## TASK TO COMPLETE
Locate the word "close" in the data below, then copy every line that holds it.

(Beginning of RECORDS TO PROCESS)

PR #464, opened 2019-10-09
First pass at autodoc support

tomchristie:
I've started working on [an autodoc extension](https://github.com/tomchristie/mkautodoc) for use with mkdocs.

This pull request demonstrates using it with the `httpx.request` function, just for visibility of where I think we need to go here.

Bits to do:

(End of RECORDS TO PROCESS)
(Beginning of RECORDS TO PROCESS)

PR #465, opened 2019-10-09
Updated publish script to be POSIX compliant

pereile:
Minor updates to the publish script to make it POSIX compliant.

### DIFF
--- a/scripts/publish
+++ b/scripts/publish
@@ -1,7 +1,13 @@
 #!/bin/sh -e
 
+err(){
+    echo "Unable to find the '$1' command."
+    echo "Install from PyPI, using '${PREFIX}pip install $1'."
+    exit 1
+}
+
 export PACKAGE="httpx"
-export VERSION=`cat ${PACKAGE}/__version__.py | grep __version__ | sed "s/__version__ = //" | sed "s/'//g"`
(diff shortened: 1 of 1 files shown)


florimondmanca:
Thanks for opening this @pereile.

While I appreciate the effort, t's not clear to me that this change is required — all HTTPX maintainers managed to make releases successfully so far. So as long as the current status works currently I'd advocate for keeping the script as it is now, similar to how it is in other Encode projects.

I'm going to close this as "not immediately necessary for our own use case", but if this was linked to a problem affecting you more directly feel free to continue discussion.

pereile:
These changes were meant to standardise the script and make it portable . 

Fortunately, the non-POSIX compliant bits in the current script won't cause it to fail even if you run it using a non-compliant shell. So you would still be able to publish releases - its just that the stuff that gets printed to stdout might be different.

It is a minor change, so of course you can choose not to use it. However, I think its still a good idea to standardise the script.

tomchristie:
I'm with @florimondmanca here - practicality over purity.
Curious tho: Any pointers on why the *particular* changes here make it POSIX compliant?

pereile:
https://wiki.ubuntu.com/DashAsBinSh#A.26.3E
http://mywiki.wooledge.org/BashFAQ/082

(End of RECORDS TO PROCESS)
(Beginning of RECORDS TO PROCESS)

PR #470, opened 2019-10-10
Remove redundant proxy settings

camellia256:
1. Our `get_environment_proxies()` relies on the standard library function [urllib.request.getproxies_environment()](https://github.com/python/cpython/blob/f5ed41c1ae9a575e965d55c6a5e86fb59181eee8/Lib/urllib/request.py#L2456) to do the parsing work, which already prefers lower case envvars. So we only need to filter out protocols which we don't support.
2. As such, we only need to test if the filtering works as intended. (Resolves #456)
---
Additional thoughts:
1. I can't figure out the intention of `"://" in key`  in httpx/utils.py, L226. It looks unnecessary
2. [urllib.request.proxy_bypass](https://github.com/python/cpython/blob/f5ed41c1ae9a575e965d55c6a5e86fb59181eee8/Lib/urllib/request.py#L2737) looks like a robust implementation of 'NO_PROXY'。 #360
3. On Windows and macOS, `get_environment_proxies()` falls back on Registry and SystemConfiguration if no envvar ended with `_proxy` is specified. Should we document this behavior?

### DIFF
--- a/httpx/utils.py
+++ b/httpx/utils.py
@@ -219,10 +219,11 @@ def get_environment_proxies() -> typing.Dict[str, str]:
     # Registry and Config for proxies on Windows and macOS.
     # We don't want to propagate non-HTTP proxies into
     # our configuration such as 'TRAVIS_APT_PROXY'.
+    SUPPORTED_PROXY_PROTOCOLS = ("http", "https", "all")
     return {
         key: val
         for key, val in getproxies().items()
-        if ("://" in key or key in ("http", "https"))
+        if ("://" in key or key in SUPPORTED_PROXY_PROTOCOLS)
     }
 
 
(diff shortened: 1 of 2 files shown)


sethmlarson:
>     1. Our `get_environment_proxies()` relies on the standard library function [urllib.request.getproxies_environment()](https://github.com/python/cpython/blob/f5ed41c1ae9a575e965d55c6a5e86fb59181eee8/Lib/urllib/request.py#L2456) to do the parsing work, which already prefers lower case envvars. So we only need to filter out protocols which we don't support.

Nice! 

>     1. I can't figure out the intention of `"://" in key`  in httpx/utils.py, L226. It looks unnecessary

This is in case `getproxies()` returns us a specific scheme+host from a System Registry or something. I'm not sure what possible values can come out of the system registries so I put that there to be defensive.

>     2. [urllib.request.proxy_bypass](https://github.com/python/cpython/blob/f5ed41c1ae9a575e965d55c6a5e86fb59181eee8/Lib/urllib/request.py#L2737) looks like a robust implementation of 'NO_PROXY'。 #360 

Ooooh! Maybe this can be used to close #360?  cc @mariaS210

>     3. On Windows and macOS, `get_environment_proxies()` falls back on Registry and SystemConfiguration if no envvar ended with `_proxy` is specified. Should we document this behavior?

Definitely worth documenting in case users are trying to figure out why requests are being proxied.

(End of RECORDS TO PROCESS)

## THE COMPLETED TASK
I'm going to close this as "not immediately necessary for our own use case", but if this was linked to a problem affecting you more directly feel free to continue discussion.
Ooooh! Maybe this can be used to close #360?  cc @mariaS210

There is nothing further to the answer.